Data for this exercise Start Marker
PR #1396, opened 2023-08-22
SYCL deprecation fixes

upsj:
Fixes the deprecation warnings for accessors to local memory

### DIFF
--- a/.gitlab-ci.yml
+++ b/.gitlab-ci.yml
@@ -572,24 +572,6 @@ build/nocuda-nomixed/nompi/clang/omp/debug/static:
     BUILD_SHARED_LIBS: "OFF"
     MIXED_PRECISION: "OFF"
 
-build/dpcpp/2022-1/cpu/release/shared:
-  extends:
-    - .build_and_test_template
-    - .default_variables
-    - .quick_test_condition
-    - .use_gko-oneapi-cpu
-  variables:
-    CXX_COMPILER: "dpcpp"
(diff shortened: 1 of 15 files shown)


upsj:
I've decided the complexity involved in sub-devices just to get #1373 working on SYCL CPUs isn't worth it yet, so I'll be removing those changes, only fixing the deprecation warnings

pratikvn:
We should either remove bump the SYCL version support or create a special case for it, as this update [currently breaks for SYCL 2022-1](https://gitlab.com/ginkgo-project/ginkgo-public-ci/-/jobs/6271510855).

upsj:
There are some additional issues with `cooperative_groups::ballot` using `reduce_over_group` slightly wrong, but that can be fixed easily

yhmtsai (commented):
Is the PR description old? I do not see the changes for device.
LGTM in code itself.
However, I would keep intel compiler 2022 as the 2023 does not work properly.
you can make local_accessor function to the old accessor with target::local when it is not supported

rscohn2:
These changes are needed to build ginkgo with icpx 2024.1 & later.

yhmtsai:
Thanks for updating.
ReadME version support is not updated.
you can also change the image `ginkgohub/oneapi:2024.0.2.20231213` to `ginkgohub/oneapi:latest`

pratikvn (approved):

yhmtsai (approved):

PR #88, opened 2020-05-27
Fix/miniapp storage

minh-rakuten:
# Description
Fix data storage separation when loading custom scheme by Redirecting to custom http url.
Data for this exercise End Marker
## What is expected
The entries above should be copied out exactly, with none left out.

## Solution to the problem
PR #1396, opened 2023-08-22
SYCL deprecation fixes

upsj:
Fixes the deprecation warnings for accessors to local memory

### DIFF
--- a/.gitlab-ci.yml
+++ b/.gitlab-ci.yml
@@ -572,24 +572,6 @@ build/nocuda-nomixed/nompi/clang/omp/debug/static:
     BUILD_SHARED_LIBS: "OFF"
     MIXED_PRECISION: "OFF"
 
-build/dpcpp/2022-1/cpu/release/shared:
-  extends:
-    - .build_and_test_template
-    - .default_variables
-    - .quick_test_condition
-    - .use_gko-oneapi-cpu
-  variables:
-    CXX_COMPILER: "dpcpp"
(diff shortened: 1 of 15 files shown)


upsj:
I've decided the complexity involved in sub-devices just to get #1373 working on SYCL CPUs isn't worth it yet, so I'll be removing those changes, only fixing the deprecation warnings

pratikvn:
We should either remove bump the SYCL version support or create a special case for it, as this update [currently breaks for SYCL 2022-1](https://gitlab.com/ginkgo-project/ginkgo-public-ci/-/jobs/6271510855).

upsj:
There are some additional issues with `cooperative_groups::ballot` using `reduce_over_group` slightly wrong, but that can be fixed easily

yhmtsai (commented):
Is the PR description old? I do not see the changes for device.
LGTM in code itself.
However, I would keep intel compiler 2022 as the 2023 does not work properly.
you can make local_accessor function to the old accessor with target::local when it is not supported

rscohn2:
These changes are needed to build ginkgo with icpx 2024.1 & later.

yhmtsai:
Thanks for updating.
ReadME version support is not updated.
you can also change the image `ginkgohub/oneapi:2024.0.2.20231213` to `ginkgohub/oneapi:latest`

pratikvn (approved):

yhmtsai (approved):

PR #88, opened 2020-05-27
Fix/miniapp storage

minh-rakuten:
# Description
Fix data storage separation when loading custom scheme by Redirecting to custom http url.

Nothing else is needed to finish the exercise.